Brynäs sera l’un des grands outsiders face aux championnes en titre de Luleå. Le club du nord, outre ses deux titres consécutifs, peut se targuer d’avoir mis la main sur un titre « mondial » après avoir battu il y a un an les Metropolitan Riveters, club basé au New Jersey et représentant la NWHL. Les hockeyeuses de Luleå seront clairement candidates à leur propre succession avec un troisième titre de suite dans le viseur, disposant de pointures comme la gardienne Sara Grahn, la défenseure Jenni Hiirikoski, et les attaquantes Emma Nordin et Michelle Karvinen, pour ne citer qu’elles.

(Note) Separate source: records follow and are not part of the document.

PR #700, opened 2024-11-27
Add new WebView Interface

mscwilson:
This PR is part of our upgrade to the Snowplow WebView tracker. It allows the tracking of all web events, including certain base/primitive event properties.

Edit: test `tracksEventWithCorrectTracker()` is failing on Github, but it's fine locally 🫥


snowplow-tracker/src/main/java/com/snowplowanalytics/core/tracker/TrackerWebViewInterfaceV2.kt
```diff
@@ -0,0 +1,140 @@
...
+import org.json.JSONObject
+import java.util.*
+
+/**
+ * JavaScript interface used to provide an API for tracking events from WebViews.
+ */
+class TrackerWebViewInterfaceV2 {
+    @JavascriptInterface
+    @Throws(JSONException::class)
+    fun trackWebViewEvent(
```
matus-tomlein, line 34: I'm slightly worried about this long list of parameters for 2 reasons:

1. It might cause breaking changes to introduce new parameters. What if we decide to also track `domain_sessionid` in the future? Will that make new WebView trackers tracking that extra property incompatible with older mobile trackers with WebViewInterface not having that extra parameter?
2. It's not a very nice API – I mean it's easy to make a mistake on the JS side and mess up the order of parameters being sent (there aren't named function params in JS).

My suggestion would be to consolidate the atomic properties into a JSON string and maybe have the following parameters:

1. selfDescribingEventData: String?
2. entities: String?
3. atomicProperties: String?

What do you think?

snowplow-tracker/src/main/java/com/snowplowanalytics/core/tracker/TrackerWebViewInterfaceV2.kt
```diff
@@ -0,0 +1,140 @@
...
+                if (tracker != null) {
+                    tracker.track(event)
+                } else {
+                    e(TAG, String.format("Tracker with namespace %s not found.", namespace))
+                }
+            }
+        }
+    }
+
+    @Throws(JSONException::class)
```
matus-tomlein, line 102: Nit: is this throwing a JSON exception? I don't see any JSON parsing in the function.

snowplow-tracker/src/androidTest/java/com/snowplowanalytics/snowplow/tracker/TrackerWebViewInterfaceV2Test.kt
```diff
@@ -0,0 +1,244 @@
...
+import org.junit.After
+import org.junit.Assert.*
+import org.junit.Before
+import org.junit.Test
+import org.junit.runner.RunWith
+
+@RunWith(AndroidJUnit4::class)
+class TrackerWebViewInterfaceV2Test {
+    private var webInterface: TrackerWebViewInterfaceV2? = null
+    private var networkConnection = MockNetworkConnection(HttpMethod.GET, 200)
```
matus-tomlein, line 41: This is the old annoying way to test events that requires long sleeps for events to arrive in the requests. More recently we have been using the `EventSink` plugin where you can also check the payload properties without having to wait for the emitter to send the events (which we don't need to test in this test case).

snowplow-tracker/src/main/java/com/snowplowanalytics/core/tracker/TrackerEvent.kt
```diff
@@ -120,4 +133,18 @@ class TrackerEvent @JvmOverloads constructor(event: Event, state: TrackerStateSn
             Parameters.UNSTRUCTURED
         )
     }
+    
+    private fun wrapWebViewToPayload(toPayload: Payload, base64Encoded: Boolean) {
```
matus-tomlein, line 137: Very small nit: This is kind of a destructive function – if you call it once, it works fine, but if you call it twice, it will lose the self-describing data. It'd be better if it didn't call `remove` on `payload` and instead of filtered the properties of the `payload` when adding them over to `toPayload` like this:

```kt
        toPayload.addMap(payload.filterNot { it.key == Parameters.WEBVIEW_EVENT_DATA })
```

snowplow-tracker/src/androidTest/java/com/snowplowanalytics/snowplow/tracker/TrackerWebViewInterfaceV2Test.kt
matus-tomlein: On the other hand, that would allow you to test the wrapping of the self-describing data that happens in the `TrackerEvent`, but maybe that is worth a separate test file for that class and functionality?

snowplow-tracker/src/main/java/com/snowplowanalytics/core/tracker/TrackerWebViewInterfaceV2.kt
mscwilson: no named function params in JS 🫠

snowplow-tracker/src/androidTest/java/com/snowplowanalytics/snowplow/tracker/TrackerWebViewInterfaceV2Test.kt
mscwilson: I originally set up the tests using a filter plugin, but I changed it so that the `TrackerEvent` processing would be included.

Actually there's already a mix because the `addsEventNameAndSchemaForInspection()` test uses a filter (didn't realise we had a whole class for this, nice).

I could change it so the `tracksEventWithCorrectTracker()` test also uses afterTrack filter/`EventSink` - don't think it's worth separating out that first test (which relies on `TrackerEvent` stuff) into a new class. Unless you think it's worth it for neatness?

matus-tomlein: That makes sense! Yeah, if using the network connection is useful, we can keep that, don't have to complicate it. We can keep the first test using that.

snowplow-tracker/src/androidTest/java/com/snowplowanalytics/snowplow/tracker/TrackerWebViewInterfaceV2Test.kt
```diff
@@ -0,0 +1,195 @@
...
+            Thread.sleep(1000)
+            i++
+        }
+
+        assertEquals(1, networkConnection.countRequests())
+
+        val request = networkConnection.allRequests[0]
+        val payload = request.payload.map
+
+        assertEquals("ue", payload[Parameters.EVENT])
```
matus-tomlein, line 88: Can we add a test case for a structured or page view event that their event name is followed? I have an intuition that it will always be set to `ue` because of line 583 in `Tracker.kt`.

I might be wrong and the correct event name is assigned in the end, but a test case never hurts.

matus-tomlein (approved):
LGTM! 👍 

But can we keep this PR open until we have the WebView and JS tracker parts finalized? It's possible that we will find out that we need something extra and we haven't really tested the integration yet (since we don't have the other parts), so we may need some small changes/adjustments.

snowplow-tracker/src/androidTest/java/com/snowplowanalytics/snowplow/tracker/TrackerWebViewInterfaceV2Test.kt
mscwilson: it's assigned `ue` in Tracker in line 583, that method is called on L528, but then after that on L536 the `TrackerEvent` method `wrapPropertiesToPayload()` is called, where the webview atomic properties are added to the payload. So it ends up with the correct one.

I've updated the first test to use a different event name, to avoid adding another NetworkConnection test.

D’autres seront à surveiller. On pense notamment à Djurgården qui a de son côté recruté Jennifer Wakefield. À l’image de Stalder, la Canadienne de 30 ans a également vu la saison dernière se raccourcir en raison des pépins physiques, en l’occurrence une commotion cérébrale. Championne du monde et championne olympique avec le Canada, Wakefield, qui a connu des saisons à plus de 50 points en SDHL, sera un allié de poids, si elle retrouve toutes ses sensations sur la glace.

Comme Wakefield, Sidney Morin est l’une des grandes têtes d’affiche de la SDHL depuis plusieurs années. La défenseure américaine de 24 ans, qui a fait partie du triomphe des États-Unis aux Jeux olympiques de PyeongChang en 2018, est un pilier d’une équipe de HV71 en constante progression. Et qui a une une particularité, la titulaire devant le but est espagnole. Effaçons néanmoins de suite les préjugés puisque Alba Gonzalo, qui effectuera sa troisième année à Jönköping, est l’une des toutes meilleures à son poste dans la ligue. Une Barcelonaise de 22 ans prête à en découdre face à des pointures du hockey féminin, le symbole d’une SDHL suédoise désormais particulièrement attractive.